KIERAN GILBERT: It’s hardly a Work Choices revival, as you’re painting though.  He’s said he’ll send any changes to unfair dismissals, penalty rates to our Productivity Commission review and that that would - any proposals to put to a subsequent election, and as I said before, pointed out, he is saying that there will be this no worse off test, which you put in place in your own legislation.

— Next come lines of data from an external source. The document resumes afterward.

Issue #218, opened 2023-02-08
Let users select a year in the household calculator


MaxGhenis:
This is especially valuable now as users may want to use PolicyEngine to estimate 2022 taxes. We only allow 2023 inputs.

A campaign to help people claim the Washington Working Families Tax Credit prompted this.

MaxGhenis:
Let's prioritize this, given more users are looking to 2024 simulations this month, and those looking for help with 2023 taxes will want it starting in January.

anth-volk:
Looking at mocking this up early next week. Which do you think is preferable: a complete page in the household flow to select a year, or a method by which a user would opt out of the current year?

MaxGhenis:
The latter - let's default to current year

anth-volk:
For clarification, we're looking for this for both the household and policy reform calculators, right?

anth-volk:
Also, as a side note, I'm looking to solve this after #1017, as solving and pushing that will make this simpler

anth-volk:
I think one option (which fits more with these specifications) would be to do something like this, which is just roughly worked up here:
<img width="1440" alt="Screen Shot 2023-12-26 at 3 28 53 PM" src="https://github.com/PolicyEngine/policyengine-app/assets/14987227/167bbe37-7745-4e30-bc7e-7c0e346e3999">

Another is to build a separate "year" input screen before all the other ones. The latter feels more intuitive, given the flow, but the former can be done. I just think it wouldn't be prudent to put it on the right-hand panel, akin to the policy reform calculator, as that feels unintuitive from a user perspective.

MaxGhenis:
Either works as part of the questionnaire - let's start by only allowing 2021-2024

MaxGhenis:
Congress is reportedly exploring retroactive reforms to 2023 tax rules, in particular the Child Tax Credit. So this just became more important, as it would allow us to show the impacts to specific households. A key policy parameter changed from 2023 to 2024 (the Additional Child Tax Credit rose from $1,600 to $1,700) so this is pretty critical--policy conversations are moving fast so let's make this a top priority.

anth-volk:
For sure. #1145 should enable this feature, it just needs added tests, which requires the merging of a different PR that I mentioned in the comments #1145, followed by the actual test writing and fixes.

PR #1022, opened 2023-12-26
Remove hardcoding of year

### LINKED ISSUE #1017: Avoid hard-coding the current year
Many files hard-code 2023. We should centralize it as a constant instead.

anth-volk:
## Description

Fixes #1017. This removes the hardcoding of the year that we currently maintain in the application, especially in the household input. It does not allow for selection of the year, which will come via a different PR and may change some of this code. This is necessary before beginning work on #218.

## Changes

These commits create a new `constants.js` file that defines three things: a `defaultYear` (fetched via `new Date().getFullYear()`), a `defaultStartDate` (a string that appends `-01-01` to the year) and a `defaultEndDate` (the same, but with `-12-31`). This component is then utilized in place of all relevant references to 2023 except the `updateHousehold` function within `HouseholdPage.jsx`.

`updateHousehold`, meanwhile, removes unnecessary data from back-end households created before September 2023. Because the household may not use 2023 as its year, to avoid runtime issues, the component first checks what year the household contains, then uses that value to remove unnecessary values.

## Screenshots

Loom video available [here](https://www.loom.com/share/fcfc76f5b9aa46adac2a6226e5d69271?sid=19732957-4948-4ee3-8cbf-117fb70ce758). Note that nothing has changed visually.

### DIFF
--- a/src/api/variables.js
+++ b/src/api/variables.js
@@ -1,6 +1,7 @@
 import { countryApiCall } from "./call";
 import { capitalize } from "./language";
 import { defaultHouseholds } from "../data/defaultHouseholds";
+import { defaultYear } from "data/constants";
 
 export function removePerson(situation, name) {
   // Remove a person from the situation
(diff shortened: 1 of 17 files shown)


anth-volk:
Note that `policyengine-api` #[1030](https://github.com/PolicyEngine/policyengine-api/issues/1030) must be resolved before this PR can be integrated.

nikhilwoodruff (approved):

PR #1148, opened 2024-01-10
Fixes #1143: Default date were being used which have logic of present…

### LINKED ISSUE #1143: Issue with date visibility on policy calculator
When adding a policy parameter that does not conform to the standard time period defined automatically within the policy calculator, if you revisit the parameter after calculating outputs in order to edit it, the calculator defaults to the normal default dates instead of the dates the parameter is extended over.

For example, if you visit https://policyengine.org/us/policy?focus=policyOutput.laborSupplyImpact&reform=43175&region=enhanced_us&timePeriod=2024&baseline=2, then click on "Enable Abolish federal income tax" in the policy carousel, you'll note that the parameter runs to 2028-12-31, but the input defaults to it ending on 2029-12-31. The same disparity is true for start dates.

It would be great to pre-populate based on the existing definition dates to prevent user confusion when attempting to edit a parameter.

JiginJayaprakash:
Fixes #1143: Default date were being used which have logic of present year and +5 year
because of which 2024 and 2029 were shown from https://github.com/PolicyEngine/policyengine-app/blob/master/src/data/constants.js

Updated to values coming from policy.reform.data


anth-volk (changes requested):
Thanks for this contribution @JiginJayaprakash. Unfortunately this introduces changes that break the app. At the moment, the app utilizes `defaultStartDate` and `defaultEndDate` as its first setting for the `startDate` and `endDate` stateful variables because variables that have not yet been added to the policy reform don't sit within the policy data, and thus the `Object.keys()` operation you call can't be executed. 

I think the solution to this likely rests instead in determining whether or not the parameter exists within the `policy` prop. If it does, `startDate` and `endDate` can be initialized off of that, otherwise they should be initialized off of the default values.

anth-volk:
Note to self: testing against https://policyengine.org/us/policy?focus=policyOutput.laborSupplyImpact&reform=43175&region=enhanced_us&timePeriod=2024&baseline=2

src/pages/policy/input/ParameterEditor.jsx
```diff
@@ -30,6 +31,17 @@ export default function ParameterEditor(props) {
     startDate,
   );
 
+  useEffect(() => {
+    const [parameterStartDate, parameterEndDate] = policy.reform.data[
```
anth-volk, line 35:
```suggestion
    const [parameterStartDate, parameterEndDate] = policy?.reform?.data[
```

anth-volk: This is to avoid runtime errors if, for example, `policy.reform` exists, but the `data` key does not

anth-volk, line 35: Can you refactor this effect hook to only run when `policy.reform.data[parameterName]` exists, then run your setters based upon that? At the moment, this hook re-sets `startDate` and `endDate` each time we access a new, unset parameter

src/pages/policy/input/ParameterEditor.jsx
```diff
@@ -30,6 +31,17 @@ export default function ParameterEditor(props) {
...
+      parameterName
+    ]
+      ? Object.keys(policy.reform.data[parameterName])[0].split(".")
+      : [defaultStartDate, defaultEndDate];
+    setStartDate(parameterStartDate);
+    setEndDate(parameterEndDate);
+    // eslint-disable-next-line react-hooks/exhaustive-deps
```
anth-volk, line 42: Ideally, we should really avoid manually disabling `exhaustive-deps`. I know there are points in the code where it is utilized, don't get me wrong, but those are legacy and we're moving away from them. I believe that if you rewrote this to only actually update state when parameterName exists within `policy.reform.data`, you might avoid whatever issue you ran into that caused you to add the `eslint-disable-next-line` call.

src/pages/policy/input/ParameterEditor.jsx
```diff
@@ -30,6 +31,17 @@ export default function ParameterEditor(props) {
     startDate,
   );
 
+  useEffect(() => {
+    const [parameterStartDate, parameterEndDate] = policy.reform.data[
+      parameterName
+    ]
+      ? Object.keys(policy.reform.data[parameterName])[0].split(".")
```
anth-volk, line 38: For this code, can you first confirm that `policy.reform.data[parameterName]` is, in fact, an array with a length greater than 0 before attempting to split? This prevents runtime errors if, for some reason (likely a bug somewhere else), `parameterName` exists, but is empty, `undefined`, `null`, or an `Object` or something.

anth-volk (changes requested):
Thanks so much for this, @JiginJayaprakash. I want to preface by saying that, based on testing, your code does work, and it's a big help to have it. These changes just request some error strengthening and changes meant to prevent additional effect hook runs.

anth-volk:
Oh, and if you wouldn't mind rebasing off master, that would likely remove the file conflict that's showing up

anth-volk (approved):
Thanks so much for this @JiginJayaprakash, this does make the app quite a bit smoother.

I do want to note that while this improve this quite a bit, this component is far from perfect. We should fundamentally reconsider how we implement this, as even with your fixes that make the thing far better, it still has numerous strange quirks that should be dealt with in a future rewrite.

PR #1149, opened 2024-01-11
fix: pointer and link issue

### LINKED ISSUE #761: Navbar links extend beyond the visible link area
Minor issue, but the anchor tags on the navbar links extend outside of the visible link area (the area that turns lighter when hovered) into the buffer area between the nav options

dotslashbit:
## Description

closes #761 

## Changes

removed margin for each link div

## Screenshots

https://github.com/PolicyEngine/policyengine-app/assets/46224156/926446c7-a085-46da-9c4c-443a1da058c9


anth-volk:
Thanks for this @dotslashbit, I'll check this out first-thing tomorrow morning, but glancing at this cursorily, it does look good!

anth-volk (changes requested):
Thanks for this @dotslashbit. That said, I was looking into this component, and I think it needs a bit more of a refactor. While your code works, it unfortunately moves stuff over, so in order to better maintain spacing, improve the code, and accomplish what we're trying to achieve, could you do the following:

* On desktop, remove the `paddingLeft: 30` from PageLinks and instead add `gap: 45` to the overall component that's only added when `displayCategory` is desktop
* Keep the `margin: 15` removed, as you did
* Add `gap: 30` to the PageLinks to ensure they're still spaced properly

Also, please feel free in the future to refactor more thoroughly if you see weird visual effects, like using margins/padding inside of flex containers when `gap` might be more apt. Thanks so much for your contributions, @dotslashbit!

dotslashbit:
@anth-volk updated the code as required

https://github.com/PolicyEngine/policyengine-app/assets/46224156/38d64641-1259-482d-bc26-8ecadcdfbff9

anth-volk (approved):
Thanks @dotslashbit! I did take the liberty of changing one minor value, but otherwise this looks great.

PR #1151, opened 2024-01-11
1003:About page visited without countryID

### LINKED ISSUE #1003: Ensure that About page can be visited from a domain without a country ID

JiginJayaprakash:
Fixes #1003 About page can be visited without CountryID

To maintain the countryId used localstorage when on about page, and updated /about redirection


anth-volk:
Hey @JiginJayaprakash, thanks so much for this. As I was looking through the changes, honestly, I think it actually doesn't make sense to do #1003. I'm sorry, I know it might be disappointing, but I'm going to close this PR and that issue. When I opened it, I thought the other pages (Research and Donate) would also be implemented without `countryId`, but Research depends on it, and I think it'd be confusing to remove the IDs for just two pages. Even so, thanks for your efforts, they're much appreciated.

BILL SHORTEN: No.  Kieran, he’s selling you a bill of goods.  Please, just because Tony Abbott repeats something often enough doesn’t make it true.  We’ve got protections for workers.  That’s one thing that Labor does do.  He is proposing, for instance, any example where you can have an individual contract and if you could get paid in non-monetary benefits, to the same level that you would have got in cash, well, that would pass the Liberal Party test.  I mean, these guys want to go back to a cargo cult where you get food for work.  This is - we ruled specifically out a couple of hair brain extreme ideas these guys are breathing oxygen into.  The point about it all is they say, give us a blank cheque.

The electoral mandate they’re seeking in workplace relations is, yeah, we’ll change things.  We don’t know want we want to do yet, so don’t ask us before the election.  We want to be a small target.  I mean, the point about it is on September the 14th, when people cast a ballot, there is a choice.  Everyone knows what we think about workplace relations.  These guys are saying, yeah, yeah, we’re going to give you a hint that we’re going to expand individual contracts.  Just trust us.  Well, they couldn’t be trusted last time.

Did you know, Kieran, every time in Parliament since 2007, there’s been a legislation mechanism to improve cooperation in the workplace, to improve productivity, to improve workers’ conditions and entitlements, to make their jobs secure, the Liberal Party vote no?  They voted no against legislation several times, so it’s not a question of just believing of what I say.  It’s a question of they want to expand individual contracts.

They want people to be able to be paid in non-monetary benefits.  I mean, Kieran, would you come and work for Sky if they just gave you free subscription to Foxtel?  I mean, it’s not - but of course, you’re capable of negotiating for yourself, but there are a lot of people who desperately need work and so they’re going to have these take it or leave it arrangements with no choice.

KIERAN GILBERT: That was Bill Shorten speaking to me in Melbourne a bit earlier.